PR #1180, opened 2025-05-30
68hc11: repair broken build

veremenko-y:
Not sure how it buit before, but `sci.h` was missing. Also `fuzix68hc11` folder is required, otherwise `Library/tools/syscall_68hc11.c` breaks.


EtchedPixels:
Stuff not commited my end - fixed I hope

veremenko-y:
Confirmed fixed

PR #2, opened 2014-11-17
Implement diagnostic SA1500 CurlyBracketsForMultiLineStatementsMustNotShareLine

### LINKED ISSUE #101: SA1500: CurlyBracketsForMultiLineStatementsMustNotShareLine
http://www.stylecop.com/docs/SA1500.html

sharwell:
Fixes #101

This implementation is nearly complete, but I'm observing a high rate of reporting for the following situations.

* Lambda expressions with a body

    ```csharp
    Func<int> example =
      () =>
      {
        return 3;
      };
    ```

* `do`/`while` statements

    ```csharp
    do
    {
    } while (expression);
    ```


StyleCop.Analyzers/StyleCop.Analyzers/LayoutRules/SA1500CurlyBracketsForMultiLineStatementsMustNotShareLine.cs
```diff
@@ -73,7 +76,82 @@ public override ImmutableArray<DiagnosticDescriptor> SupportedDiagnostics
...
+                    context.ReportDiagnostic(Diagnostic.Create(Descriptor, location));
+                    // no need to report more than one instance for this token
+                    return;
+                }
+            }
+
+            SyntaxToken nextToken = token.GetNextToken();
+            if (!nextToken.IsMissing)
+            {
+                if (nextToken.GetLocation().GetLineSpan().StartLinePosition.Line == line)
```
pdelvo: This will produce SA1503.

pdelvo:
Now that @vweijsters implemented unit tests I think this one can be merged.

StyleCop.Analyzers/StyleCop.Analyzers/LayoutRules/SA1500CurlyBracketsForMultiLineStatementsMustNotShareLine.cs
sharwell: I'm waiting for the code fix for this to be part of the project before I really worry about it (it'll be included when we switch to Alpha 5).

StyleCop.Analyzers/StyleCop.Analyzers.Test/LayoutRules/SA1500/SA1500UnitTests.Blocks.cs
```diff
@@ -0,0 +1,79 @@
...
+        {
+        }
+
+        // valid block #2
+        {
+            Debug.Indent();
+        }
+
+        // valid block #3 (valid only for SA1500)
+        { }
```
sharwell: @vweijsters What diagnostic gets reported instead for this case?

StyleCop.Analyzers/StyleCop.Analyzers.Test/LayoutRules/SA1500/SA1500UnitTests.Blocks.cs
```diff
@@ -0,0 +1,79 @@
...
+
+        // valid block #4 (valid only for SA1500)
+        { Debug.Indent(); }
```
sharwell: :question: @vweijsters What diagnostic gets reported instead for this case?

sharwell:
It looks like I misinterpreted this diagnostic. I was looking at all curly braces instead of just the ones associated with multi-line statements (`if`, `while`, etc.).

StyleCop.Analyzers/StyleCop.Analyzers.Test/LayoutRules/SA1500/SA1500UnitTests.Blocks.cs
vweijsters: SA1501

StyleCop.Analyzers/StyleCop.Analyzers.Test/LayoutRules/SA1500/SA1500UnitTests.Blocks.cs
vweijsters: SA1501

sharwell:
I think I finally figured out most of the rules. I'm working on updating the code.

@vweijsters I noticed that you have several test cases to ensure only one diagnostic is reported per line. I think it's fine to only report one diagnostic for a matched part of `{` and `}` if they appear on the same line, but for other cases (e.g. two separate `}` tokens on the same line) they should not suppress the second message.

sharwell:
@vweijsters I updated this pull request. Please review my changes to the expected test suite in eae4704176ecc93198fa0b722552674b473b8aa4 and ad49f77b962331d367864fe23933496b4adb1aca.

pdelvo:
Otherwise this looks good :+1:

About this exercise
Repeat all of the data exactly.

Answer section
PR #1180, opened 2025-05-30
68hc11: repair broken build

veremenko-y:
Not sure how it buit before, but `sci.h` was missing. Also `fuzix68hc11` folder is required, otherwise `Library/tools/syscall_68hc11.c` breaks.


EtchedPixels:
Stuff not commited my end - fixed I hope

veremenko-y:
Confirmed fixed

PR #2, opened 2014-11-17
Implement diagnostic SA1500 CurlyBracketsForMultiLineStatementsMustNotShareLine

### LINKED ISSUE #101: SA1500: CurlyBracketsForMultiLineStatementsMustNotShareLine
http://www.stylecop.com/docs/SA1500.html

sharwell:
Fixes #101

This implementation is nearly complete, but I'm observing a high rate of reporting for the following situations.

* Lambda expressions with a body

    ```csharp
    Func<int> example =
      () =>
      {
        return 3;
      };
    ```

* `do`/`while` statements

    ```csharp
    do
    {
    } while (expression);
    ```


StyleCop.Analyzers/StyleCop.Analyzers/LayoutRules/SA1500CurlyBracketsForMultiLineStatementsMustNotShareLine.cs
```diff
@@ -73,7 +76,82 @@ public override ImmutableArray<DiagnosticDescriptor> SupportedDiagnostics
...
+                    context.ReportDiagnostic(Diagnostic.Create(Descriptor, location));
+                    // no need to report more than one instance for this token
+                    return;
+                }
+            }
+
+            SyntaxToken nextToken = token.GetNextToken();
+            if (!nextToken.IsMissing)
+            {
+                if (nextToken.GetLocation().GetLineSpan().StartLinePosition.Line == line)
```
pdelvo: This will produce SA1503.

pdelvo:
Now that @vweijsters implemented unit tests I think this one can be merged.

StyleCop.Analyzers/StyleCop.Analyzers/LayoutRules/SA1500CurlyBracketsForMultiLineStatementsMustNotShareLine.cs
sharwell: I'm waiting for the code fix for this to be part of the project before I really worry about it (it'll be included when we switch to Alpha 5).

StyleCop.Analyzers/StyleCop.Analyzers.Test/LayoutRules/SA1500/SA1500UnitTests.Blocks.cs
```diff
@@ -0,0 +1,79 @@
...
+        {
+        }
+
+        // valid block #2
+        {
+            Debug.Indent();
+        }
+
+        // valid block #3 (valid only for SA1500)
+        { }
```
sharwell: @vweijsters What diagnostic gets reported instead for this case?

StyleCop.Analyzers/StyleCop.Analyzers.Test/LayoutRules/SA1500/SA1500UnitTests.Blocks.cs
```diff
@@ -0,0 +1,79 @@
...
+
+        // valid block #4 (valid only for SA1500)
+        { Debug.Indent(); }
```
sharwell: :question: @vweijsters What diagnostic gets reported instead for this case?

sharwell:
It looks like I misinterpreted this diagnostic. I was looking at all curly braces instead of just the ones associated with multi-line statements (`if`, `while`, etc.).

StyleCop.Analyzers/StyleCop.Analyzers.Test/LayoutRules/SA1500/SA1500UnitTests.Blocks.cs
vweijsters: SA1501

StyleCop.Analyzers/StyleCop.Analyzers.Test/LayoutRules/SA1500/SA1500UnitTests.Blocks.cs
vweijsters: SA1501

sharwell:
I think I finally figured out most of the rules. I'm working on updating the code.

@vweijsters I noticed that you have several test cases to ensure only one diagnostic is reported per line. I think it's fine to only report one diagnostic for a matched part of `{` and `}` if they appear on the same line, but for other cases (e.g. two separate `}` tokens on the same line) they should not suppress the second message.

sharwell:
@vweijsters I updated this pull request. Please review my changes to the expected test suite in eae4704176ecc93198fa0b722552674b473b8aa4 and ad49f77b962331d367864fe23933496b4adb1aca.

pdelvo:
Otherwise this looks good :+1:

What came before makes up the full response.